Die Identifizierung über die Analyse des 16S-rRNA-Gens hat einen großen Vorteil: Es ist heute Pflicht, mit jeder Neubeschreibung einer Bakterienart die entsprechenden Sequenzinformationen in öffentlichen Datenbanken zu hinterlegen. Dadurch stehen große öffentliche Datenbanken wie das Ribosomal Database Project zur Identifizierung zur Verfügung. Bei der Identifizierung auf Ebene der Art spielen allerdings weitere Faktoren eine Rolle: Es gilt auch die Erkenntnisse zu berücksichtigen, die in den letzten Jahren zu den Informationen des 16S-rRNA-Gens gewonnen wurden und die eine Unsicherheit bei der Identifizierung darstellen können. So kann dieses Gen innerhalb einer Zelle mehrfach vorkommen und dabei zum Teil große intragenomische Sequenzunterschiede aufweisen. Außerdem treten häufig hohe Sequenzähnlichkeiten zwischen verschieden Arten einer Gattung auf.

Sequenzanalyse zur Detektion von Bakteriengemeinschaften

Die 16S rRNA-Gen-Sequenzanalyse wird schon lange eingesetzt, beispielsweise zur Detektion der Bakteriengemeinschaften in Bodenproben. Für die gezielte Quantifizierung von Mikroorganismengruppen oder sogar Arten lässt sich mittels spezifischer Primer die Anzahl an Zielgenen in einer Probe mittels quantitativer PCR-Methoden ermitteln.

Im Bereich der Luftanalysen und speziell im Bereich der Arbeitsplatzmessungen haben molekularbiologische Methoden bislang selten Anwendung gefunden. Dabei gab es die ersten PCR-basierten Analysen zur Untersuchung von Bioaerosolen bereits Anfang der 1990er Jahre und ein Teil der Studien zeigte ihren Nutzen deutlich.

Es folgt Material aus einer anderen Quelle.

PR #930, opened 2026-07-30
feat: structured log gathering from exporters (JEP-0013)

bkhizgiy:
Exporters now push structured logs to an optional jumpstarter-telemetry service, giving operators a single place to query what happened during any lease , which pipeline ran it, what driver operation failed, and with what result.

**What changed:**
New proto RPCs - GetServiceEndpoints lets exporters discover the telemetry service after registration. TelemetryService.PushLogs receives batched structured log entries.

Controller config - A new telemetry section in the controller ConfigMap (endpoint, certificate, min_severity) tells authenticated exporters where to send logs.

jumpstarter-telemetry service - A standalone Go binary that receives log entries and writes them to structured stdout. Ready to forward to Loki in a future phase without any protocol changes.

TelemetryLogHandler (Python) - A logging.Handler attached to the root logger after registration. It pulls correlation fields from structlog contextvars (lease_id, client, exporter) and spec.context fields (build_id, pipeline, etc.), batches them, and flushes every 500ms via PushLogs. Telemetry failures are silently dropped — device operations are never blocked.

**What you can do with it:**
A single log query like {lease="telemetry-test-4"} returns every event from that lease's full lifecycle. {pipeline="ci-main"} finds all leases across any run tagged with that pipeline. The correlation data answers questions like "which pipeline was running on this lease?" and "what driver operation failed?" without joining multiple sources.


bkhizgiy:
@coderabbitai review

bkhizgiy:
@coderabbitai review

bkhizgiy:
@coderabbitai review

protocol/proto/jumpstarter/v1/telemetry.proto
```diff
@@ -0,0 +1,42 @@
+// Copyright 2024 The Jumpstarter Authors
```
RoddieKieley: Am guessing that if this is a new protobuf definition file then this should be 2026?

python/packages/jumpstarter-protocol/jumpstarter_protocol/jumpstarter/v1/telemetry_pb2.pyi
```diff
@@ -0,0 +1,143 @@
+"""
+@generated by mypy-protobuf.  Do not edit manually!
+isort:skip_file
+Copyright 2024 The Jumpstarter Authors"""
```
RoddieKieley: s/2024/2026 from the proto before generation perhaps?

python/packages/jumpstarter-protocol/jumpstarter_protocol/jumpstarter/v1/telemetry_pb2_grpc.pyi
```diff
@@ -0,0 +1,88 @@
+"""
+@generated by mypy-protobuf.  Do not edit manually!
+isort:skip_file
+Copyright 2024 The Jumpstarter Authors"""
```
RoddieKieley: s/2024/2026 from the proto generation perhaps?

controller/internal/config/config.go
```diff
@@ -51,20 +51,20 @@ func LoadConfiguration(
 	key client.ObjectKey,
 	signer *oidc.Signer,
 	certificateAuthority string,
-) (authenticator.Token, string, Router, []grpc.ServerOption, *Provisioning, *LeasePolicy, *HiddenLabels, error) {
+) (authenticator.Token, string, Router, []grpc.ServerOption, *Provisioning, *LeasePolicy, *HiddenLabels, *Telemetry, error) {
 	var configmap corev1.ConfigMap
 	if err := client.Get(ctx, key, &configmap); err != nil {
-		return nil, "", nil, nil, nil, nil, nil, err
+		return nil, "", nil, nil, nil, nil, nil, nil, err
```
RoddieKieley: I've noticed that the LLM's don't mind not being dry, an in this case there's quite a few of this particular return value repeated. However prior to this code change it was only 1 nil different so for the moment it's probably fine without the refactor. This is probably one of those areas where adopting some clean code type rules to guide the coding agent up front could help.

controller/cmd/telemetry/main.go
```diff
@@ -0,0 +1,88 @@
+/*
+Copyright 2024.
```
RoddieKieley: s/2024/2026?

controller/internal/service/telemetry_service.go
```diff
@@ -0,0 +1,111 @@
+/*
+Copyright 2024.
```
RoddieKieley: s/2024/2026?

controller/internal/service/telemetry_service_test.go
```diff
@@ -0,0 +1,200 @@
+/*
+Copyright 2024.
```
RoddieKieley: s/2024/2026?

python/packages/jumpstarter/jumpstarter/exporter/telemetry.py
```diff
@@ -0,0 +1,133 @@
...
+from datetime import datetime, timezone
+
+import structlog.contextvars
+from anyio import sleep
+from google.protobuf.timestamp_pb2 import Timestamp
+from jumpstarter_protocol import telemetry_pb2, telemetry_pb2_grpc
+
+_BATCH_SIZE = 50
+_FLUSH_INTERVAL = 0.5  # seconds between automatic flushes
+_MAX_QUEUE_SIZE = 10_000  # entries; oldest are dropped when full
```
RoddieKieley: Any particular reason these magic numbers were chosen? Could be useful to leave a comment relating to the why if there were any particular reason they were chosen. Otherwise the existing two comments are helpful.

python/packages/jumpstarter/jumpstarter/exporter/telemetry.py
```diff
@@ -0,0 +1,133 @@
...
+_STDLIB_RECORD_ATTRS = frozenset(vars(logging.LogRecord("", 0, "", 0, "", (), None)).keys())
+
+# Map structlog context var names to proto field names where they differ.
+_CONTEXT_KEY_MAP = {"lease_id": "lease"}
+# Context keys that map to first-class proto fields (skip from extra_fields).
+_CONTEXT_PROTO_KEYS = _WELL_KNOWN_KEYS | frozenset(_CONTEXT_KEY_MAP.keys())
+
+_MAX_EXTRA_FIELDS = 16
+_MAX_KEY_LEN = 64
+_MAX_VAL_LEN = 256
```
RoddieKieley, line 38: Same as above regarding number choices. The LLM can likely connect the dots but a new human to the codebase might wonder.

controller/internal/config/types.go
```diff
@@ -14,6 +14,24 @@ type Config struct {
...
+	// Endpoint is the jumpstarter-telemetry gRPC address (e.g. "telemetry.jumpstarter.svc:9093").
+	// Leave empty to disable telemetry service discovery.
+	Endpoint string `json:"endpoint,omitempty" yaml:"endpoint,omitempty"`
+
+	// Certificate is an optional PEM-encoded CA certificate to trust for the telemetry endpoint.
+	// Leave empty to use the system certificate pool.
+	Certificate string `json:"certificate,omitempty" yaml:"certificate,omitempty"`
+
+	// MinSeverity is the minimum log severity to forward to the telemetry service.
+	// Accepted values: debug, info, warning, error.  Defaults to "info" when empty.
```
RoddieKieley: Is this correct? Is there also a critical that is mentioned elsewhere in the code?
"
"""Normalise Python logging level names to JEP-0013 severity strings."""
    return {
        "DEBUG": "debug",
        "INFO": "info",
        "WARNING": "warning",
        "ERROR": "error",
        "CRITICAL": "critical",
"

RoddieKieley (commented):
Mostly nit-pick type comments on minor details for the moment. May have more detailed comments after building the branch and testing it in-cluster.

RoddieKieley:
@bkhizgiy I ran up your exporter-logs branch on top of my local setup here and confirm local exporter logging output:
Screenshot From 2026-07-31 08-42-05

matches the log output as viewed via LogQL inside the local openshift sno cluster:
Screenshot From 2026-07-31 08-42-15

I did have to manually configure and expose a Service to connect to the jumpstarter-telemetry pods endpoint but I think that's expected at this point of the phased implementation of JEP-0013.

controller/internal/config/config.go
mangelajo: Yes, a few PRs ago we had the same conversation with HiddenLabels.

It could be worth to return all this as a config structure, and then just pass the structure to the controller later in https://github.com/jumpstarter-dev/jumpstarter/pull/930/changes#diff-032eafab48326b32dad354dd24c3da532106bde78b3589793bd8fdc47be0bb65R283 as a single thing, we could also return "nil" config :) single nil

controller/internal/config/types.go
mangelajo: def _severity_to_level(severity: str) -> int:

controller/deploy/operator/config/crd/bases/virtualtarget.jumpstarter.dev_exportersets.yaml
```diff
@@ -218,15 +218,15 @@ spec:
                               description: Config holds driver-specific configuration.
                               x-kubernetes-preserve-unknown-fields: true
                             name:
-                              description: |-
-                                Name is the key used in the ExporterConfig export map.
-                                If omitted, derived from the Type (last segment after the last dot).
+                              description: Name is the key used in the ExporterConfig
+                                export map.
```
mangelajo: this change sneaked in? :)

controller/internal/service/telemetry_service.go
```diff
@@ -0,0 +1,130 @@
...
+
+	// BindAddr is the TCP address to listen on (e.g. ":9093").
+	BindAddr string
+}
+
+// PushLogs receives a batch of structured log entries and writes them via the
+// controller-runtime logger (structured JSON to stdout).
+// Future phase: forward to Loki push API.
+func (s *TelemetryService) PushLogs(ctx context.Context, req *pb.PushLogsRequest) (*pb.PushLogsResponse, error) {
+	logger := ctrl.Log.WithName("telemetry")
```
mangelajo, line 102: we need to authenticate the exporter from the call.

controller/internal/config/types.go
```diff
@@ -14,6 +14,24 @@ type Config struct {
 	Grpc           Grpc           `json:"grpc" yaml:"grpc"`
 	LeasePolicy    LeasePolicy    `json:"leasePolicy,omitempty" yaml:"leasePolicy,omitempty"`
 	HiddenLabels   HiddenLabels   `json:"hiddenLabels,omitempty" yaml:"hiddenLabels,omitempty"`
+	Telemetry      *Telemetry     `json:"telemetry,omitempty" yaml:"telemetry,omitempty"`
+}
```
mangelajo, line 22: The proposed JEP configuration is quite different: https://jumpstarter.dev/main/contributing/jeps/JEP-0013-observability-telemetry-logs.html#operator-configuration


At least the logging related should match.

Also, the JEP was missing endpoint config, but we should re-use the structs from the router/controller/etc. And make it auto-calculate the endpoint name as we do with the others.

enabled/disabled must be controlled by the telemetry.enabled flag.

protocol/proto/jumpstarter/v1/telemetry.proto
bkhizgiy: Good catch, fixed.

python/packages/jumpstarter/jumpstarter/exporter/telemetry.py
bkhizgiy: That was taken from the JEP configuration, added some comments to clarify.

python/packages/jumpstarter/jumpstarter/exporter/telemetry.py
bkhizgiy: same

protocol/proto/jumpstarter/v1/telemetry.proto
```diff
@@ -0,0 +1,43 @@
...
+  string message = 3;      // Human-readable log message.
+  string component = 4;    // Loki stream label: cli, exporter, controller, router, telemetry.
+  string exporter = 5;     // Loki stream label: exporter CRD name (bounded by cluster size).
+  string lease = 6;        // Log body only (high cardinality): active lease name.
+  string client = 7;       // Log body only (high cardinality): client CRD name.
+  string operation = 8;    // Log body: operation name (flash, power, etc.).
+  string result = 9;       // Log body: operation outcome (success, failure, etc.).
+  string driver_type = 10; // Log body: driver category (storage, power, network, etc.).
+  map<string, string> extra_fields = 11; // Additional structured key-value fields.
+                                         // Capped at 16 entries, 64-char keys, 256-char values.
```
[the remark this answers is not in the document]
bkhizgiy: wasnt this fixed in the last commit?

controller/deploy/operator/config/crd/bases/virtualtarget.jumpstarter.dev_exportersets.yaml
bkhizgiy: haha yep, good eye was removed.

controller/internal/service/telemetry_service.go
bkhizgiy: Done, `PushLogs` now validates the bearer token and rejects any token whose subject is not in `exporter:namespace:name:uid` form (client tokens and other validly signed tokens are rejected with `PermissionDenied`). Entries whose exporter or namespace fields don't match the token's identity are counted as dropped rather than failing the whole batch.

controller/internal/config/types.go
bkhizgiy: good point, the telemetry.logging.filter structure now matches the JEP.

Endpoint auto-derivation was implemented when the endpoint is empty and `enabled: true`, the controller derives` jumpstarter-telemetry.<namespace>:9093` (the same pattern as the router and controller services). The Certificate field is reserved for Phase 2 TLS support and is now clearly documented as such.

And regarding enabled/disabled, `GetServiceEndpoints` only advertises the telemetry endpoint when `telemetry.enabled: true`.

controller/internal/config/config.go
bkhizgiy: Done, added `LoadConfiguration` now returns (*LoadedConfig, error), a single struct that carries all the previously separate return values. All error paths return a single nil, err. The call site in main.go was updated accordingly.

mangelajo:
@bkhizgiy sorry, some conflicts, I am reviewing in the meanwhile.

controller/cmd/main.go
```diff
@@ -217,8 +217,7 @@ func main() {
 		os.Exit(1)
 	}
 
-	authenticator, prefix, router, option, provisioning, leasePolicy,
-		hiddenLabels, deprecatedLabels, err := config.LoadConfiguration(
+	cfg, err := config.LoadConfiguration(
```
mangelajo, line 220: Thank you!, it keep being tangential to every PR touching this, but in the end, there it goes!

controller/internal/config/types.go
```diff
@@ -15,6 +18,60 @@ type Config struct {
...
 	HiddenLabels     HiddenLabels     `json:"hiddenLabels,omitempty" yaml:"hiddenLabels,omitempty"`
 	DeprecatedLabels DeprecatedLabels `json:"deprecatedLabels,omitempty" yaml:"deprecatedLabels,omitempty"`
+	Telemetry        *Telemetry       `json:"telemetry,omitempty" yaml:"telemetry,omitempty"`
+}
+
+// Telemetry configures the optional jumpstarter-telemetry service.
+// When Enabled is true the controller advertises the telemetry endpoint to
+// exporters and clients via GetServiceEndpoints so they can push logs without
+// holding cluster credentials.
+type Telemetry struct {
```
mangelajo, line 28: oh, I confused this with the operator config.  :-/

This is the internal config we pass to the jumpstarter-controller, but anyway I think it may be ok, the controller needs to know if Telemetry is enabled/disabled, where is the endpoint, what will be the certificate, so it can announce it on the "Get telemetry endpoint" call. 
:-D

phew :) I thought my confusion made it bad, it looks good actually, thanks Bella!

controller/cmd/telemetry/main.go
```diff
@@ -0,0 +1,105 @@
...
+	}
+
+	svc := &service.TelemetryService{
+		BindAddr: bindAddr,
+		Signer:   signer,
+	}
+
+	errCh := make(chan error, 1)
+	go func() {
+		errCh <- svc.Start(ctx)
```
mangelajo, line 84: I was investigating how the main controller configured TLS and the endpoint name  (not sure if it's needed here really.., may be for the gRPC server), the telemetry service should follow the same established pattern for consistency, but can be done in follow up:

The existing controller and router services receive their TLS certificates via **Secret volume mounts** (not inline ConfigMap strings), and their endpoint addresses via **environment variables** on the Deployment pod spec. 

1. **TLS**: The operator should create (or reference) a TLS Secret for the telemetry service (either via cert-manager `Certificate` CR or a user-provided `spec.telemetry.tls.certSecret`), mount it at `/tls/`, and set `EXTERNAL_CERT_PEM=/tls/tls.crt` and `EXTERNAL_KEY_PEM=/tls/tls.key` env vars — exactly like `createControllerDeployment` and `createRouterDeployment` do today. Then `Start()` should read those files and configure `grpc.Creds(credentials.NewTLS(...))` on the server, falling back to a self-signed cert when the env vars are absent.
  (let's not do plaintext in any case, that can be dangerous since the wire always carries authentication tokens, now for exporters, but later will be clients as well pushing logs).

2. **Endpoint address**: The telemetry endpoint should be passed to the **controller** pod as an env var (e.g. `GRPC_TELEMETRY_ENDPOINT`) rather than auto-derived from the namespace in the ConfigMap loader. The operator already knows the address because it creates the Service/Route/Ingress for it — same as it does for `GRPC_ENDPOINT` and `GRPC_ROUTER_ENDPOINT`.


(AI made, human touch afterwards :D )

mangelajo (approved):
Only comments for follow up, specially the TLS and config-passing to the jumpstarter-telemetry container/deployment.

bkhizgiy:
@mangelajo Thanks for the review! I’ll merge this one and follow up with a separate PR for the TLS setup and passing the telemetry endpoint through the deployment config/env vars.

Aus diesem Grund hat die BAuA in den letzten Jahren Projekte durchgeführt, die sich mit der Entwicklung und der Anwendung neuer Methoden für Arbeitsplatzmessungen beschäftigten. Die Ergebnisse zeigen, dass molekularbiologische und biochemische Methoden in der Bioaerosolanalytik die Expositionen sowohl qualitativ als auch quantitativ erfassen. Damit sind die getesteten Methoden sinnvolle Ergänzungen zur Kultivierung. Abgeleitet aus den Ergebnissen und in Verbindung mit den Risikogruppen der erfassten Mikroorganismen lassen sich erste Schritte zur besseren Abschätzungen des Gefährdungspotentials für Beschäftigte aber auch der Umwelt machen bzw. erforderliche Schutzmaßnahmen ableiten.